Now, thanks to the ‘Amma grinder’ at home, life is a lot easier for Kalavathi, who works as a domestic help in the Chennai suburb of Tambaram. “I can easily make my own batter at home," she added.

The ‘Amma grinder’ is part of a Tamil Nadu government scheme under which holders of green-coloured ration cards are provided with free wet grinders, along with other appliances such as ‘mixies’ and electric fans. Over the past four years, the Tamil Nadu Civil Supplies Corporation has distributed these freebies to nearly 1.85 crore women. In the first year of the scheme, 2011-12, the government sanctioned a sum of 1,250 crore for this purpose.

The scheme catapulted the wet-grinder industry, which was fairly small until then, to a serious business with an over 4,200 crore turnover as of June. Of the 12 big manufacturers that bagged the tenders, 10 are from Coimbatore, one from Erode and one from Chennai.

The manufacturers in Coimbatore—which emerged as a natural hub for the industry due to its entrepreneurial spirit, local talent and easy access to electric motors and natural stones—have always enjoyed a dominant share of the wet-grinder market.

All the parts essential to make wet grinders are usually sourced locally. However, in this case, owing to the volumes required under the scheme, a sizeable quantity of electric motors had to be imported from China.

Out of every 1 lakh wet grinders produced in India, around 75,000 grinders get made in Coimbatore alone.

While wet grinder use isn’t restricted to Tamil Nadu, Coimbatore and its suburbs remain the hub of its production. The 700 units in this cluster, which used to have a turnover of around 225 crore per annum till 2011, now boasts a 2,800-crore turnover.

“To rope in the maximum number of manufacturers, the bigger units bid as a consortium and the entire Coimbatore cluster benefited. This has significantly helped all the units in the region," says D. Krishnamoorthy, president, Coimbatore Wet Grinders Manufacturers Association (COWMA).

As a large portion of the industry is unorganized and doesn’t have the minimum qualifications for bidding, being clubbed into a consortium with bigger players ensures profitability.

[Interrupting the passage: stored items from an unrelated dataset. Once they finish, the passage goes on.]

PR #4137, opened 2018-11-28
Remove busy loop in case the invoker is overloaded.

cbickel:
## Description
This PR will remove the busy loop in the invoker, in case it is overloaded. Before this change, the first run message has been processed over and over again, until there was enough space in the pool for the current action. With this change, a new try to execute this action is only done, when there is some more space in the pool.

## Related issue and scope

- [ ] API
- [ ] Controller
- [ ] Loadbalancer
- [x] Invoker
- [ ] Tests
- [ ] Deployment
- [ ] CLI
- [ ] General tooling
- [ ] Documentation

## Types of changes

## Checklist:


core/invoker/src/main/scala/org/apache/openwhisk/core/containerpool/ContainerPool.scala
```diff
@@ -99,13 +99,16 @@ class ContainerPool(childFactory: ActorRefFactory => ActorRef,
     // their requests and send them back to the pool for rescheduling (this may happen if "docker" operations
     // fail for example, or a container has aged and was destroying itself when a new request was assigned)
     case r: Run =>
-      // Check if the message is resent from the buffer. Only the first message on the buffer can be resent.
-      val isResentFromBuffer = runBuffer.nonEmpty && runBuffer.dequeueOption.exists(_._1.msg == r.msg)
+      // Checks if the current message is the first in the queue
+      val isFirstInQueue = runBuffer.dequeueOption.exists(_._1.msg == r.msg)
+      // A resend is only valid, if the message is the first one in the queue. Otherwise it is a result of a race condition.
+      val isValidResent = r.fromQueue && isFirstInQueue
```
markusthoemmes: Since you already switched to using a `runFirstMessageOfQueue` method, can we simplify our logic towards this:

1. On getting a run message, we always append to the buffer
2. After appending, we'll run the `runFirstMessageOfQueue` method

I imagine that that way, we don't need the `isFirstInQueue` and `isValidResent` checks, as that guarantees that we always send messages off of a queue.

(The `Run` handler could of course optimize, and bypass the queue if it knows it's empty)

WDYT?

cbickel: I also thought about this after I was finished.
The only concern with this that came into my mind was, that one more message is sent for every activation. But I don't think, that this will be a bottleneck.
I think it's worth this change to get the code more clear.

core/invoker/src/main/scala/org/apache/openwhisk/core/containerpool/ContainerProxy.scala
```diff
@@ -161,7 +162,7 @@ class ContainerProxy(
 
     // cold start (no container to reuse or available stem cell container)
     case Event(job: Run, _) =>
-      implicit val transid = job.msg.transid
+      implicit val transId: TransactionId = job.msg.transid
```
rabbah: Small nit but we use sid and transid consistently throughout (no camel case) so I wouldn’t make this change (unless it’s done everywhere).

core/invoker/src/main/scala/org/apache/openwhisk/core/containerpool/ContainerPool.scala
rabbah: I don’t understand the comment about a resend by a race. I may be miopic here as I’ve read only the comments so far. 

A resend (which happens when the proxy can’t schedule the message) will get queued at the back of the line.

Do you mean race in the sense that the message was simply resent to the queue?

core/invoker/src/main/scala/org/apache/openwhisk/core/containerpool/ContainerPool.scala
```diff
@@ -99,13 +99,23 @@ class ContainerPool(childFactory: ActorRefFactory => ActorRef,
...
 
-      // Only process request, if there are no other requests waiting for free slots, or if the current request is the
-      // next request to process
-      // It is guaranteed, that only the first message on the buffer is resent.
-      if (runBuffer.isEmpty || isResentFromBuffer) {
+      if (!r.isFromQueue) {
+        // If the request is not from the queue, it will be added to the queue always.
+        runBuffer = runBuffer.enqueue(r)
+        runFirstMessageOfQueue()
+      } else if (r.isFromQueue && !isFirstInQueue) {
```
sven-lange-last: If I'm not mistaken, all `Run` messages arriving at a proxy should have `fromQueue = true`. If such a `Run` message would exceed the proxies capacity, it's buffered instead of being run. If a run in the proxy fails, the proxy will destroy the container and send all buffered `Run` messages back to the pool. In that case, this code location may work on a `Run` message sent from a container and NOT being the first message enqueued. The comment states differently...

cbickel:
@sven-lange-last and me decided to not merge this yet, as it is too risky currently (before everyone leaves during christmas).
I'll close the PR for now and I'll reopen after addressing it again.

But with the assembly elections scheduled to be held around May next year, the freebie scheme must come to an end, as per the norms of the Election Commission. It is expected to wind down in September with the distribution of the last 90 lakh grinders for the fiscal years 2014-15 and 2015-16.

“We are not sure of the future now," Krishnamoorthy said.

Amudha, a 39-year-old daily wage worker at a wet-grinder assembly unit, is uncertain about her future. “If they cut down production, I fear I may lose my job," she said.

She may be right. While the spurt in demand tied to the government scheme had created jobs on a large scale, there is now fear of a downsizing once the scheme ends.

“Our company has notched up a turnover of nearly 100 crore in the last four years due to the scheme. After capacity addition, it is now difficult to bring down the scale of production from that peak," said P. Kumeresan of Ponmani Grinders.

D. Nandakumar, president of the Indian Chamber of Commerce and Industry, Coimbatore, said, “Major orders were bagged by Coimbatore. That is definitely a bonus. Industry cannot expect the same boom every time and should be prepared for the worst."

Others are more optimistic.

“Most of the ration-card holders have benefited from the government scheme and are using grinders. Once they get used to the comfort of using them, they will need them for their everyday cooking," said K. Ravi of Sri Lakshmi Industries, which has been in the business for over five decades now. “Hopefully, after a couple of years, grinder sales will pick up again. This time it will be a replacement and service market though."

Left with no choice, many wet-grinder manufacturers are trying to find ways to better use their existing factories. “Once the scheme comes to an end, it is difficult for us to drastically reduce the turnover of these past four years. So, we are planning to make use of the newly-created capacity and venture into tapping the home appliance market with a new range of products," said Kumeresan.

Expanding the market is another option. Demand from clients other than the state government is expected to continue.

“Grinders of over three-litre capacity are used by hotels, outdoor caterers, marriage halls, commercial batter manufacturers, etc. A lot of cottage industries in cities use commercial wet grinders to prepare batter and sell them through retail outlets," said K. Ravi.